> [Aim of the task] If a line in the entries below holds the string "goal", copy it.

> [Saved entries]

PR #1315, opened 2026-06-30
feat: beacon proxify tokenization spoke

DhairyaSethi:


src/config-engine/interfaces/IAaveV4ConfigEngine.sol
```diff
@@ -15,10 +15,12 @@ import {IAssetInterestRateStrategy} from 'src/hub/interfaces/IAssetInterestRateS
 /// the universal KEEP_CURRENT sentinel. Boolean fields use uint256 (0=false, 1=true, KEEP_CURRENT=skip).
 interface IAaveV4ConfigEngine {
   /// @notice Parameters for tokenization of an asset on a Hub when listing the asset.
+  /// @dev beacon The shared TokenizationSpoke beacon the deployed proxy points to.
   /// @dev addCap The add cap for the TokenizationSpoke (0 means no tokenization).
   /// @dev name The name for the TokenizationSpoke.
   /// @dev symbol The symbol for the TokenizationSpoke.
   struct TokenizationSpokeConfig {
+    address beacon;
```
DhairyaSethi, line 23: should this be here or should as we add it as an immutable in hubEngine and it's non configurable? in the config engine or helpers we can abstract this by pulling from address-book (v3 takes the former approach)

src/spoke/TokenizationSpokeStorage.sol
```diff
@@ -0,0 +1,25 @@
...
+/// @title TokenizationSpokeStorage
+/// @author Aave Labs
+/// @notice Storage layout for the TokenizationSpoke contract.
+/// @dev This contract defines all storage variables used by TokenizationSpoke.
+abstract contract TokenizationSpokeStorage {
+  /// @dev The associated Hub contract.
+  IHub internal _hub;
+
+  /// @dev The identifier of the tokenized asset on the Hub.
+  uint256 internal _assetId; // todo: change to 96 to save an sload, prob ok limitation
```
DhairyaSethi, line 15: i wanna make this 96 such that these are packed in one slot, it makes the spoke limited, and i think it's probably ok limitation since reasonably should not be able to cross this asset id on a hub realistically (as its incremental)
normal spoke restricts to uint16

DhairyaSethi: or lower actually to bring in decimals here as well for the preview getters which read hub, assetId & decimals but not asset

src/spoke/instances/TokenizationSpokeInstance.sol
```diff
@@ -6,25 +6,29 @@ import {TokenizationSpoke} from 'src/spoke/TokenizationSpoke.sol';
 /// @title TokenizationSpokeInstance
 /// @author Aave Labs
 /// @notice Implementation contract for the TokenizationSpoke.
+/// @dev A single instance is shared by all TokenizationSpoke beacon proxies, so the Hub and
+/// tokenized asset details are provided to the initializer rather than the constructor.
```
miguelmtzinf, line 10:
```suggestion
/// @dev A single stateless implementation is shared across all TokenizationSpoke beacon proxies.
```

src/spoke/TokenizationSpokeStorage.sol
miguelmtzinf: TokenizationSpoke must be closer to Hub than to the Spoke in general, given that goal would be provide easy access to Hubs' deposits. Having said that, 96 means 7.9e28 ids.. this is completely okay.
88 bits d fine as well, in case we wanna pack decimals but not sure if there is much benefit over there

src/spoke/TokenizationSpoke.sol
```diff
@@ -32,35 +38,30 @@ abstract contract TokenizationSpoke is ITokenizationSpoke, ERC20Upgradeable, Int
...
+  function initialize(
+    address hub_,
+    address underlying_,
+    string memory shareName,
+    string memory shareSymbol
+  ) external virtual;
 
-  /// @dev Constructor.
+  /// @dev Sets the Hub and tokenized asset details and the vault share token's ERC20 name and
+  /// symbol. Must be called at first initialization.
```
miguelmtzinf, line 51:
```suggestion
  /// @dev Initializes the TokenizationSpoke vault parameters, including vault share token's ERC20 name and symbol.
  /// Must be called at first initialization.
```

src/spoke/TokenizationSpoke.sol
```diff
@@ -32,35 +38,30 @@ abstract contract TokenizationSpoke is ITokenizationSpoke, ERC20Upgradeable, Int
...
-
-  /// @dev To be overridden by the inheriting TokenizationSpokeInstance contract.
-  function initialize(string memory shareName, string memory shareSymbol) external virtual;
-
-  /// @dev Sets the vault share token's ERC20 name and symbol. Must be called at first initialization.
+  /// @param shareName The ERC20 name of the share issued by this vault.
+  /// @param shareSymbol The ERC20 symbol of the share issued by this vault.
   function __TokenizationSpoke_init(
+    address hub_,
+    address underlying_,
```
miguelmtzinf, line 58:
```suggestion
    address hub,
    address underlying,
```
fix docs too pls

src/spoke/TokenizationSpoke.sol
```diff
@@ -32,35 +38,30 @@ abstract contract TokenizationSpoke is ITokenizationSpoke, ERC20Upgradeable, Int
...
-  /// @dev Immutable references to the Hub and tokenized asset details.
-  IHub internal immutable HUB;
-  uint256 internal immutable ASSET_ID;
-  address internal immutable ASSET;
-  uint8 internal immutable DECIMALS;
-  uint256 internal immutable ASSET_UNITS;
+  /// @dev To be overridden by the inheriting TokenizationSpokeInstance contract.
+  function initialize(
+    address hub_,
+    address underlying_,
```
miguelmtzinf, line 45:
```suggestion
    address hub,
    address underlying,
```

src/spoke/TokenizationSpoke.sol
DhairyaSethi: this was intentional because of shadow warning (we have hub() getter) but yeah will see

src/spoke/TokenizationSpokeStorage.sol
DhairyaSethi: `decimals` packed here allows the same warm sload for supply preview getters where we need to normalize addCap with assetUnits

src/config-engine/interfaces/IAaveV4ConfigEngine.sol
Kogaroshi: If the goal is to have 1 beacon per chain, should be an immutable in the Hub Engine, shouldn't allow to pass it to avoid mistakes.
If we want 1 beacon per market (for example between current one, and a whitelabel one or Horizon), then we should leave it configurable, or derived from the HubConfigurator managing a specific instance

src/spoke/TokenizationSpokeStorage.sol
Kogaroshi: Agree, packing all 3 together should be fine here, chance to reach the max possible assetId here is really low.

> [Solved problem]
miguelmtzinf: TokenizationSpoke must be closer to Hub than to the Spoke in general, given that goal would be provide easy access to Hubs' deposits. Having said that, 96 means 7.9e28 ids.. this is completely okay.
Kogaroshi: If the goal is to have 1 beacon per chain, should be an immutable in the Hub Engine, shouldn't allow to pass it to avoid mistakes.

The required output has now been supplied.